Model Quantization Speed (tok/s)
Llama-3-8B-Instruct q4f16_1 81.5
Qwen2.5-7B-Instruct q4f16_1 81.5
Qwen2.5-14B-Instruct q4f16_1 49.9
Qwen2.5-32B-Instruct q4f16_1 23.8
Qwen2.5-72B-Instruct q4f16_1 8.90

Really happy with this setup overall. MI60 makes a solid RTX 3060 alternative. Wish there were more $300 options with 24GB+ VRAM but this works great for now.

Hope this helps others considering AMD GPUs for inference work.

Note: My MI60s run at 225W instead of 300W due to PSU limitations. Might see 10-20% better performance with full power.

Nice find on those MI60s! I’ve been fighting with AMD setup too - MLC-LLM might be the answer. How’s your memory looking? Are the 70B models eating up all 32GB or do you have room left? And does that custom quantization hurt quality compared to regular GGUF?

Nice work with the MI60! I hit the exact same wall with vLLM and aphrodite-engine on my MI50 - that paged attention issue is everywhere with ROCm.

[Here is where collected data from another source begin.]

PR #246, opened 2020-10-12
feat: use is_latest_issue in PHP

### LINKED ISSUE #223: Refactor api.php to use latest scheme features: is_latest_issue
atm. there is still a slow sub query that checks that manually

sgratzl:
closes #223 

in case no special flag is set (issues, as_of, lag) it will simplify the query to `is_latest_issue is TRUE` instead of a complex sub query

I would be curious how much faster this query is compared to the previous one. However, I cannot test it since my local database doesn't have enough data to be able to observe an effect

### DIFF
--- a/src/server/api.php
+++ b/src/server/api.php
@@ -976,21 +976,21 @@ function get_covidcast($source, $signals, $time_type, $geo_type, $time_values, $
     //build the issue filter
     $condition_issue = filter_integers('t.`issue`', $issues);
     $condition_version = $condition_issue;
-  } else if($lag !== null) {
+  } else if ($lag !== null) {
     //build the lag filter
     $condition_lag = "(t.`lag` = {$lag})";
     $condition_version = $condition_lag;
-  } else {
-    //fetch most recent issues
-    $sub_condition_asof = "TRUE";
-    if ($as_of !== null) {
-      $sub_condition_asof = "(`issue` <= {$as_of})";
-    }
+  } else if ($as_of !== null) {
+    // fetch most recent issues with as of
+    $sub_condition_asof = "(`issue` <= {$as_of})";
     $sub_fields = "max(`issue`) `max_issue`, `time_type`, `time_value`, `source`, `signal`, `geo_type`, `geo_value`";
     $sub_group = "`time_type`, `time_value`, `source`, `signal`, `geo_type`, `geo_value`";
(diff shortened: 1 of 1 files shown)


src/server/api.php
```diff
@@ -976,21 +976,21 @@ function get_covidcast($source, $signals, $time_type, $geo_type, $time_values, $
...
+    // fetch most recent issues with as of
+    $sub_condition_asof = "(`issue` <= {$as_of})";
     $sub_fields = "max(`issue`) `max_issue`, `time_type`, `time_value`, `source`, `signal`, `geo_type`, `geo_value`";
     $sub_group = "`time_type`, `time_value`, `source`, `signal`, `geo_type`, `geo_value`";
     $sub_condition = "x.`max_issue` = t.`issue` AND x.`time_type` = t.`time_type` AND x.`time_value` = t.`time_value` AND x.`source` = t.`source` AND x.`signal` = t.`signal` AND x.`geo_type` = t.`geo_type` AND x.`geo_value` = t.`geo_value`";
     $subquery = "JOIN (SELECT {$sub_fields} FROM {$table} WHERE ({$conditions} AND {$sub_condition_asof}) GROUP BY {$sub_group}) x ON {$sub_condition}";
     $condition_version = 'TRUE';
+  } else {
+    // fetch most recent issue fast
+    $condition_version = '(t.`is_latest_issue` IS TRUE)';
```
benjaminysmith, line 993: It looks like this is new query logic -- are there tests for this to make sure this works correctly? (the automated test link in the conversation tab fails to load for me)

sgratzl: the query should behave like the old one but just simpler and faster. Thus, the existing unit tests should already cover this change.

benjaminysmith: The logic makes sense. If there are existing tests that's great, was wondering if needed to follow up with any new/additional tests.  I'm still trying to understand the code structure and test layout and didn't see anything obvious under delphi-epidata/tests/ -- is there another location I should check?

dfarrow0: Quick notes on testing:

- `tests/` contains unit tests for python code
- `integrations/` contains integration tests (differentiated from unit tests by involvement of external services, like database and web server) for python, sql, and php

Both types of tests are written in python and are run by `py3tester`, which is a thin wrapper around python's built-in unit testing framework. In addition to pass/fail, for unit tests specifically, `py3tester` provides line-based coverage and profiling.

For this particular file, `api.php`, the only test coverage is in the form of integration tests which live at [`integrations/server/`](https://github.com/cmu-delphi/delphi-epidata/tree/main/integrations/server).

melange396 (approved):
LGTM.  i imagine this will save a lot of DB thrashing

src/server/api.php
benjaminysmith: Thanks David -- it looks like this changes the default case so is exercised by integrations/server/test_covidcast.py.

benjaminysmith (approved):

PR #249, opened 2020-10-14
Make sure that exceptions are reraised if the SQL insert fails.

benjaminysmith:
Currently the return statement is inside of the `finally` block, this means that if an exception is caught and re-raised by the `except` block, it will be cached but then immediately discarded -- i.e., the function will never re-raise the exception. This will cause inserts that result in an exception to appear successful (though I believe with 0 lines inserted).

See https://stackoverflow.com/questions/43830803/re-raising-the-exception-doesnt-work-with-finally-clause for more context on the try/except/finally behavior.

This is an additional fix for #203.

### DIFF
--- a/src/acquisition/covidcast/database.py
+++ b/src/acquisition/covidcast/database.py
@@ -229,7 +229,7 @@ class Database:
       raise e
     finally:
       self._cursor.execute(drop_tmp_table_sql)
-      return total
+    return total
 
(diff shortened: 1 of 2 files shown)


melange396 (approved):
LGTM.  nice catch!  (pun was not intended, but i will just go with it)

And yeah, had to add gfx906 for flash attention too.

That performance gap really stands out though. 81.5 tok/s vs 58.36 tok/s on similar 8B models? MLC’s clearly got better AMD optimization than llama.cpp. But I’m wondering - does MLC’s q4f16_1 quantization mess with quality compared to Q4_K_M? The speed boost is huge, but how’s it handle longer chats or tricky reasoning?

wow, those mlc-llm numbers look awesome! i’ve been eyeing some mi50s on ebay too, but wasn’t sure about the hassle. are you facing any stability issues during long inference? does the 225w limit affect performance much? how do the temps stack up against your old 3060s?